### YOUR INSTRUCTIONS
In your answer, every line of the records should be written out exactly.

### THE DATA
PR #8740, opened 2021-01-10
Set one style (icon height and size) for Left Pane tree row and Grid row height

ivangrek:
## Proposed changes

- Row height 24px: 16px icon + 2 * 4px paddings

### Before

image

### After

image

## Test methodology 

- Manually
- Visually

## Test environment(s) 

- Git Extensions 33.33.33
- Build e361fdeae9305b54fe1458345c49b339d9629586
- Git 2.28.0.windows.1
- .NET Framework 4.8.4300.0
- DPI 96dpi (no scaling)

----

### DIFF
--- a/GitUI/BranchTreePanel/RepoObjectsTree.Designer.cs
+++ b/GitUI/BranchTreePanel/RepoObjectsTree.Designer.cs
@@ -133,6 +133,7 @@ namespace GitUI.BranchTreePanel
             this.treeMain.ShowNodeToolTips = true;
             this.treeMain.Size = new System.Drawing.Size(300, 324);
             this.treeMain.TabIndex = 3;
+            this.treeMain.ShowLines = false;
             // 
             // menuMain
             // 
--- a/GitUI/BranchTreePanel/RepoObjectsTree.cs
+++ b/GitUI/BranchTreePanel/RepoObjectsTree.cs
@@ -71,6 +71,7 @@ namespace GitUI.BranchTreePanel
             mnuBtnPruneAllRemotes.AdaptImageLightness();
             mnubtnFetchCreateBranch.AdaptImageLightness();
             mnubtnPullFromRemoteBranch.AdaptImageLightness();
+            treeMain.ItemHeight = DpiUtil.Scale(24);
             InitializeComplete();
 
             RegisterContextActions();
--- a/GitUI/UserControls/RevisionGrid/Columns/AvatarColumnProvider.cs
+++ b/GitUI/UserControls/RevisionGrid/Columns/AvatarColumnProvider.cs
@@ -46,7 +46,7 @@ namespace GitUI.UserControls.RevisionGrid.Columns
 
             Column.Width = e.CellBounds.Height;
 
-            var padding = DpiUtil.Scale(2);
+            var padding = DpiUtil.Scale(4);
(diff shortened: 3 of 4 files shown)


mstv:
Why do you want to display less?

(I have no strong opinion regarding the highlighting of the full row, since the full row was clickable before.)

ivangrek:
> Why do you want to display less?

No less, no more, but enough. 😉

mstv:
The number of branches visible at a time has decreased. (Of course, one can scroll to see them all...)

ivangrek:
Yes. Decreased slightly. But perception and search have improved.
Here one can rely only on feelings, since it is not always possible to unequivocally explain why this is so.

ivangrek:
@mstv, do you know how to disable these colors? As far as they do not carry any information for me and complicate perception.

image

mstv:
grafik

pmiossec:
For the yellow, that's in the settings, you have a color for same author commits.

I don't remember if there is a setting to disable it.

RussKie:
> @mstv, do you know how to disable these colors? As far as they do not carry any information for me and complicate perception.

They do for me. Without the alternating colours the graph becomes hard to navigate:

| Alternating colours on | Alternating colours off |
| --- | --- |
| image | image |

RussKie:
>  After
> image

I don't mind the look, but I'd probably the vertical tree lines to remain.  Can you share a screenshot of how it would look like with them?

RussKie:
Have you checked for visual regressions at 150-200% scale factor?

ivangrek:
> I don't mind the look, but I'd probably want the vertical tree lines to remain. Can you share a screenshot of how it would look like with them?

Not compatible.

> Have you checked for visual regressions at 150-200% scale factor?

Add using DpiUtil.Scale.

RussKie:
> > I don't mind the look, but I'd probably want the vertical tree lines to remain. Can you share a screenshot of how it would look like with them?
> 
> Not compatible.

Why?
image

I suppose I can live with the gridlines = off.

ivangrek:
> Why?

https://docs.microsoft.com/en-us/dotnet/api/system.windows.forms.treeview.fullrowselect?view=net-5.0#remarks

pmiossec:
> I suppose I can live with the gridlines = off.

I'm not sure I will like it...

I agree that the indentation is quite important so the need of grid is not absolutely needed in the current UI.
But what we are doing is, for me:
- increase the padding, so for a long list, the gridline will be more needed...
- choose to improve selected line readability over tree readability even if most of the time, selected line doesn't correspond to something interesting so is not important. And if you loose your selection, you just have to click on a node. I was never bothered by the lost of selection...

pmiossec:
To be clearer, I really like the full line selection but I will prefer to keep the gridlines...

pmiossec:
For example, I hate how they remove the gridlines in the file explorer with a very small indentation and I spend times looking carefully at which parent a folder belong!

ivangrek:
> I'm not sure I will like it...

Exactly. The lines create the illusion of control. But this is just an illusion.

mstv:
> The lines create the illusion of control. But this is just an illusion.

Convince with arguments, please.

gerhardol:
I prefer the compact view, if to align, change the grid...
I prefer the gridlines but that is lower priority for me.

### RESPONSE TO THIS EXERCISE
PR #8740, opened 2021-01-10
Set one style (icon height and size) for Left Pane tree row and Grid row height

ivangrek:
## Proposed changes

- Row height 24px: 16px icon + 2 * 4px paddings

### Before

image

### After

image

## Test methodology 

- Manually
- Visually

## Test environment(s) 

- Git Extensions 33.33.33
- Build e361fdeae9305b54fe1458345c49b339d9629586
- Git 2.28.0.windows.1
- .NET Framework 4.8.4300.0
- DPI 96dpi (no scaling)

----

### DIFF
--- a/GitUI/BranchTreePanel/RepoObjectsTree.Designer.cs
+++ b/GitUI/BranchTreePanel/RepoObjectsTree.Designer.cs
@@ -133,6 +133,7 @@ namespace GitUI.BranchTreePanel
             this.treeMain.ShowNodeToolTips = true;
             this.treeMain.Size = new System.Drawing.Size(300, 324);
             this.treeMain.TabIndex = 3;
+            this.treeMain.ShowLines = false;
             // 
             // menuMain
             // 
--- a/GitUI/BranchTreePanel/RepoObjectsTree.cs
+++ b/GitUI/BranchTreePanel/RepoObjectsTree.cs
@@ -71,6 +71,7 @@ namespace GitUI.BranchTreePanel
             mnuBtnPruneAllRemotes.AdaptImageLightness();
             mnubtnFetchCreateBranch.AdaptImageLightness();
             mnubtnPullFromRemoteBranch.AdaptImageLightness();
+            treeMain.ItemHeight = DpiUtil.Scale(24);
             InitializeComplete();
 
             RegisterContextActions();
--- a/GitUI/UserControls/RevisionGrid/Columns/AvatarColumnProvider.cs
+++ b/GitUI/UserControls/RevisionGrid/Columns/AvatarColumnProvider.cs
@@ -46,7 +46,7 @@ namespace GitUI.UserControls.RevisionGrid.Columns
 
             Column.Width = e.CellBounds.Height;
 
-            var padding = DpiUtil.Scale(2);
+            var padding = DpiUtil.Scale(4);
(diff shortened: 3 of 4 files shown)


mstv:
Why do you want to display less?

(I have no strong opinion regarding the highlighting of the full row, since the full row was clickable before.)

ivangrek:
> Why do you want to display less?

No less, no more, but enough. 😉

mstv:
The number of branches visible at a time has decreased. (Of course, one can scroll to see them all...)

ivangrek:
Yes. Decreased slightly. But perception and search have improved.
Here one can rely only on feelings, since it is not always possible to unequivocally explain why this is so.

ivangrek:
@mstv, do you know how to disable these colors? As far as they do not carry any information for me and complicate perception.

image

mstv:
grafik

pmiossec:
For the yellow, that's in the settings, you have a color for same author commits.

I don't remember if there is a setting to disable it.

RussKie:
> @mstv, do you know how to disable these colors? As far as they do not carry any information for me and complicate perception.

They do for me. Without the alternating colours the graph becomes hard to navigate:

| Alternating colours on | Alternating colours off |
| --- | --- |
| image | image |

RussKie:
>  After
> image

I don't mind the look, but I'd probably the vertical tree lines to remain.  Can you share a screenshot of how it would look like with them?

RussKie:
Have you checked for visual regressions at 150-200% scale factor?

ivangrek:
> I don't mind the look, but I'd probably want the vertical tree lines to remain. Can you share a screenshot of how it would look like with them?

Not compatible.

> Have you checked for visual regressions at 150-200% scale factor?

Add using DpiUtil.Scale.

RussKie:
> > I don't mind the look, but I'd probably want the vertical tree lines to remain. Can you share a screenshot of how it would look like with them?
> 
> Not compatible.

Why?
image

I suppose I can live with the gridlines = off.

ivangrek:
> Why?

https://docs.microsoft.com/en-us/dotnet/api/system.windows.forms.treeview.fullrowselect?view=net-5.0#remarks

pmiossec:
> I suppose I can live with the gridlines = off.

I'm not sure I will like it...

I agree that the indentation is quite important so the need of grid is not absolutely needed in the current UI.
But what we are doing is, for me:
- increase the padding, so for a long list, the gridline will be more needed...
- choose to improve selected line readability over tree readability even if most of the time, selected line doesn't correspond to something interesting so is not important. And if you loose your selection, you just have to click on a node. I was never bothered by the lost of selection...

pmiossec:
To be clearer, I really like the full line selection but I will prefer to keep the gridlines...

pmiossec:
For example, I hate how they remove the gridlines in the file explorer with a very small indentation and I spend times looking carefully at which parent a folder belong!

ivangrek:
> I'm not sure I will like it...

Exactly. The lines create the illusion of control. But this is just an illusion.

mstv:
> The lines create the illusion of control. But this is just an illusion.

Convince with arguments, please.

gerhardol:
I prefer the compact view, if to align, change the grid...
I prefer the gridlines but that is lower priority for me.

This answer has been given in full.